Stored items
• • • • •

PR #895, opened 2026-03-04
fix JSON log marshaling error in registerValidator

### LINKED ISSUE #894: bug: JSON log format breaks on registerValidator due to *http.Request field containing func() type
### Description

When running mev-boost with JSON logging (`-json` flag), the following error is printed to stderr on every `registerValidator` call:

```
Failed to obtain reader, failed to marshal fields to JSON, json: unsupported type: func() (io.ReadCloser, error)
```

### Root Cause

In `server/register_validator.go:50-52`, the full `*http.Request` struct is passed as a logrus field:

```go
log.WithFields(logrus.Fields{
    "request": req,
}).Debug("sending the registerValidator request")
```

`*http.Request` contains the field `GetBody func() (io.ReadCloser, error)`, which Go's `encoding/json` cannot marshal. When logrus's `JSONFormatter` calls `json.Marshal()` on the log fields, it fails with:

```
json: unsupported type: func() (io.ReadCloser, error)
```

Logrus (v1.9.3, used by mev-boost) catches this in `entry.write()` and prints the error to stderr. The log entry is then **silently dropped**.

This works fine with the text formatter (which uses `fmt.Sprintf("%v", req)`), but breaks with `-json`.

### Affected Versions

Confirmed in **v1.11** and **v1.12** (same code present in both).

dom-nie:
## Summary

- Remove `*http.Request` from logrus fields in `registerValidator` debug log
- The `http.Request.GetBody` field (`func() (io.ReadCloser, error)`) causes `json.Marshal` to fail when running with `-json` log formatting, printing `Failed to obtain reader` to stderr and silently dropping the log entry
- The relay `url` is already present on the logger context (set at line 35), so no useful information is lost

Closes #894

### DIFF
--- a/server/register_validator.go
+++ b/server/register_validator.go
@@ -47,9 +47,7 @@ func (m *BoostService) registerValidator(log *logrus.Entry, regBytes []byte, hea
 				req.Header[key] = values
 			}
 
-			log.WithFields(logrus.Fields{
-				"request": req,
-			}).Debug("sending the registerValidator request")
+			log.Debug("sending the registerValidator request")
 
 			// Send the request
 			start := time.Now()


0xsarawut:
> ## Summary
> * Remove `*http.Request` from logrus fields in `registerValidator` debug log
> * The `http.Request.GetBody` field (`func() (io.ReadCloser, error)`) causes `json.Marshal` to fail when running with `-json` log formatting, printing `Failed to obtain reader` to stderr and silently dropping the log entry
> * The relay `url` is already present on the logger context (set at line 35), so no useful information is lost
> 
> Closes #894

aitrading_979814402_virtual@swdq4q31noemail.com

PR #896, opened 2026-03-20
fix: replace *http.Request in log field with JSON-safe fields

### LINKED ISSUE #894: bug: JSON log format breaks on registerValidator due to *http.Request field containing func() type

seeforschauer:
## Change Description

Replace raw `*http.Request` struct in logrus field with individual JSON-serializable fields (`method`, `url`, `contentType`).

`*http.Request` contains `GetBody func() (io.ReadCloser, error)` which `encoding/json` cannot marshal. When mev-boost runs with `-json` flag, logrus `JSONFormatter` fails to serialize the field and **silently drops the log entry**.

## Root Cause

`server/register_validator.go:51` passed the full request struct:
```go
log.WithFields(logrus.Fields{
    "request": req,  // contains func() — breaks json.Marshal
}).Debug(...)
```

## Fix

Extract the useful fields instead:
```go
log.WithFields(logrus.Fields{
    "method":      req.Method,
    "url":         req.URL.String(),
    "contentType": req.Header.Get("Content-Type"),
}).Debug(...)
```

Fixes #894.

## Testing

- `go build ./...` — passes
- `go test ./server/...` — all pass

### DIFF
--- a/server/register_validator.go
+++ b/server/register_validator.go
@@ -48,7 +48,9 @@ func (m *BoostService) registerValidator(log *logrus.Entry, regBytes []byte, hea
 			}
 
 			log.WithFields(logrus.Fields{
-				"request": req,
+				"method":      req.Method,
+				"url":         req.URL.String(),
+				"contentType": req.Header.Get("Content-Type"),
 			}).Debug("sending the registerValidator request")
 
 			// Send the request


seeforschauer:
Closing — duplicate of #895 by @dom-nie which addresses the same issue. Apologies for not checking existing PRs first.

PR #877, opened 2024-03-19
Use visual indications on Brief page for negative AC input values

blammit:


jpetrell (approved):

blammit:
Yes, it was nice to have that alignment. Also when we implement the 3-phase design, will have to check this doesn't push the quantity label into the centre gauges.

PR #884, opened 2024-03-19
Hide accepted generator dialogs quickly

### LINKED ISSUE #837: Generator Manual start/stop dialog stuck on the screen after accepting
Go to the Control cards page using the top-left icon button on the status bar. Tap "Manual Start" or "Manual Stop" button on the Generator card. Accept the confirmation dialog.

Actual result: The dialog performs the action, but remains on the display for half-dozen seconds before fading out.

Expected results:  The dialog performs the action and fades out right away.

Doesn't reproduce on desktop with mock backend.

https://github.com/victronenergy/gui-v2/assets/2203667/d270c526-49fa-4ff4-a02a-e7c2d7be91ab

jpetrell:
- The stopped generator goes quickly from the running to the cool-down state, but takes dozen seconds to go to the stopping and finally to the stopped states
- Similarly the started generator goes quickly from the stopped to the warmup state, but 20+ seconds to reach the running state
- Instead of waiting for the end state, hide the dialog already during cool-down and warmup
- Allow quickly toggling the generator on/off like with the switch used in gui v1 and gui v2 settings

Fixes #837.

### DIFF
--- a/components/dialogs/GeneratorStopDialog.qml
+++ b/components/dialogs/GeneratorStopDialog.qml
@@ -11,7 +11,17 @@ GeneratorDialog {
 
 	//% "Stop Now"
 	acceptText: qsTrId("controlcard_generator_stopdialog_stop_now")
-	finalGeneratorState: VenusOS.Generators_State_Stopped
+
+	onGeneratorStateChanged: {
+		if (root.open) {
+			if (generatorState == VenusOS.Generators_State_Stopped
+					|| generatorState == VenusOS.Generators_State_Stopping
+					|| generatorState == VenusOS.Generators_State_CoolDown) {
+				root.accept()
+			}
+		}
+	}
+
 	runGeneratorAction: function() {
 		root.generator.stop()
 	}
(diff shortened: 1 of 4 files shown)


components/dialogs/GeneratorStopDialog.qml
```diff
@@ -11,7 +11,17 @@ GeneratorDialog {
 
 	//% "Stop Now"
 	acceptText: qsTrId("controlcard_generator_stopdialog_stop_now")
-	finalGeneratorState: VenusOS.Generators_State_Stopped
+
+	onGeneratorStateChanged: {
+		if (root.open) {
+			if (generatorState == VenusOS.Generators_State_Stopped ||
```
blammit, line 17: nitpick: put `||` on the start of the next line instead

blammit (commented):
Right, I guess the bug is not reproducible on systems with only started/stopped states. I still have to test this on device, will check this tomorrow.

Also could you fix the line wrapping in the commit message?

components/dialogs/GeneratorStopDialog.qml
jpetrell: Fixed.

jpetrell:
> Also could you fix the line wrapping in the commit message?

Fixed.

blammit (approved):
LGTM, though tested with system that only used started/stopped states.

PR #886, opened 2024-03-19
Avoid relayouting list items on view visibility change

### LINKED ISSUE #851: Navigating from the Main settings page stutters
Navigate from the Settings page either using a swipe or by tapping the other nav bar buttons.

Expected result: All the main view pages are constructed in advance so  the transition is smooth.

Actual result: There is ~200ms momentary freeze, a hiccup when leaving the settings page, because 13 list items are constructed unnecessarily.

Measured on Cerbo GX.

jpetrell:
Fixes #851.

### DIFF
--- a/components/listitems/ListItem.qml
+++ b/components/listitems/ListItem.qml
@@ -23,22 +23,22 @@ Item {
 	readonly property bool userHasWriteAccess: Global.systemSettings.canAccess(writeAccessLevel)
 	readonly property bool userHasReadAccess: Global.systemSettings.canAccess(showAccessLevel)
 
-	readonly property bool defaultVisible: userHasReadAccess
+	readonly property bool defaultAllowed: userHasReadAccess
 	readonly property alias primaryLabel: primaryLabel
-	readonly property int defaultImplicitHeight: visible
-		? Math.max(Math.max(primaryLabel.implicitHeight + Theme.geometry_listItem_content_verticalMargin*2, content.height)
-					+ (bottomContent.height > 0
-							? bottomContent.height + bottomContentMargin
-							: 0),
-				   Theme.geometry_listItem_height)
-		: 0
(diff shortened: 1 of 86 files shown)


blammit (commented):
Looks great! But could you add a brief explanation in the commit of why this change is needed and what it provides?

components/listitems/ListItem.qml
```diff
@@ -23,22 +23,22 @@ Item {
...
+	readonly property int defaultImplicitHeight: {
+		const bottomHeight = bottomContent.height > 0 ? bottomContent.height + bottomContentMargin : 0
+		const labelHeight = primaryLabel.implicitHeight + Theme.geometry_listItem_content_verticalMargin*2
+		return Math.max(Theme.geometry_listItem_height,
+						Math.max(content.height, labelHeight) + bottomHeight)
+	}
 
 	readonly property int availableWidth: width - primaryLabel.anchors.leftMargin - content.anchors.rightMargin - content.spacing
 	property int maximumContentWidth: availableWidth * 0.7
+	property bool allowed: defaultAllowed
```
blammit, line 37: gui-v1 uses `show` for something equivalent, instead of `allowed`. I wonder if using `show` would make porting a little easier / more clear. What do you think?

chriadam: the problem with `show` is that it's a verb, so it feels like it should be an active method rather than a passive property.  But that's a nitpick, I don't think it should stop the change if you think it's much better than `allowed`.

blammit: It's true, I don't really like that about `show`. I suppose `canShow` would make more sense, but doesn't look nice. Well, let's keep it as `allowed`.

blammit (approved):

jpetrell:
> Looks great! But could you add a brief explanation in the commit of why this change is needed and what it provides?

Done.

PR #888, opened 2024-03-20
Avoid crash when returning from battery 'Settings' page

### LINKED ISSUE #887: Leaving Battery settings sub-page crashes
Seeing on desktop with mock backend, not sure if an issue on the real devices yet.

Go to Overview -> Battery -> Settings. Go back to Battery main page.

Actual result: The gui v2 process segmentation faults. The issue seems to be caused by ObjectModelMonitor, at least the crash goes away after commenting them out.

```
#1  0x00007ffff6b673d2 in QQmlInstantiatorPrivate::clear (this=0x3f76a00)
    at /home/qt/work/qt/qtdeclarative/src/qmlmodels/qqmlinstantiator.cpp:44
#2  0x00007ffff6b674d5 in QQmlInstantiator::~QQmlInstantiator (
    this=this@entry=0x3f76920, __in_chrg=<optimized out>)
    at /home/qt/work/qt/qtdeclarative/src/qmlmodels/qqmlinstantiator.cpp:211
#3  0x00007ffff6b5ea23 in QQmlPrivate::QQmlElement<QQmlInstantiator>::~QQmlElement (this=0x3f76920, __in_chrg=<optimized out>)
    at /home/qt/work/qt/qtdeclarative/src/qml/qml/qqmlprivate.h:99
#4  QQmlPrivate::QQmlElement<QQmlInstantiator>::~QQmlElement (
    this=0x3f76920, __in_chrg=<optimized out>)
    at /home/qt/work/qt/qtdeclarative/src/qml/qml/qqmlprivate.h:99
#5  0x00007ffff5bb31d2 in QObjectPrivate::deleteChildren (
    this=this@entry=0x3f6d130)
    at /home/qt/work/qt/qtbase/src/corelib/kernel/qobject.cpp:2206
#6  0x00007ffff5bb7b83 in QObject::~QObject (this=this@entry=0x3f6d050, 
    __in_chrg=<optimized out>)

```

blammit:
Declare the ObjectModelMonitor before declaring the model that it references. Otherwise, QQmlInstantiator crashes.

Fixes #887.

### DIFF
--- a/pages/settings/devicelist/battery/PageBatterySettings.qml
+++ b/pages/settings/devicelist/battery/PageBatterySettings.qml
@@ -11,6 +11,16 @@ Page {
 
 	property string bindPrefix
 
+	// Declare ObjectModelMonitor before the model that it is monitoring. See QTBUG-123496
+	ObjectModelMonitor {
+		id: alarmSettingsMonitor
+		model: batterySettingsAlarmModel
+	}
+	ObjectModelMonitor {
+		id: relaySettingsMonitor
+		model: batterySettingsRelayModel
+	}
+
 	BatterySettingsAlarmModel {
 		id: batterySettingsAlarmModel
 		bindPrefix: root.bindPrefix
@@ -39,11 +49,6 @@ Page {
 					Global.pageManager.pushPage(emptySettingsComponent,
 							{ "title": text, "model": batterySettingsAlarmModel })
 				}
-
-				ObjectModelMonitor {
-					id: alarmSettingsMonitor
-					model: batterySettingsAlarmModel
-				}
 			}
 
 			ListNavigationItem {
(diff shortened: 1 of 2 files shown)


blammit:
This seems like a fragile fix, but it is useful to keep the Instantiator. If we use a Repeater then the items are visible when created.

chriadam:
In the bug report you say that putting the monitor first crashes, and that it needs to be declared after the instantiator, but in this PR you seem to be putting the monitor first / above the object models?

blammit:
> In the bug report you say that putting the monitor first crashes, and that it needs to be declared after the instantiator, but in this PR you seem to be putting the monitor first / above the object models?

In the bug report, putting the ObjectModel first causes the crash. In this PR the ObjectModelMonitor is the Instantiator, not the ObjectModel.

chriadam:
Ah, I see!  Thanks.  LGTM.

chriadam (approved):

jpetrell (approved):
Fixes the issue (not exactly sure how, but yeah Qt bug).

• • • • •

# What to produce:
Your reply is to repeat, unchanged, the lines above running from the one with "Seeing on desktop" up to and including the one with "Go to Overview".

# Task answer:
Seeing on desktop with mock backend, not sure if an issue on the real devices yet.

Go to Overview -> Battery -> Settings. Go back to Battery main page.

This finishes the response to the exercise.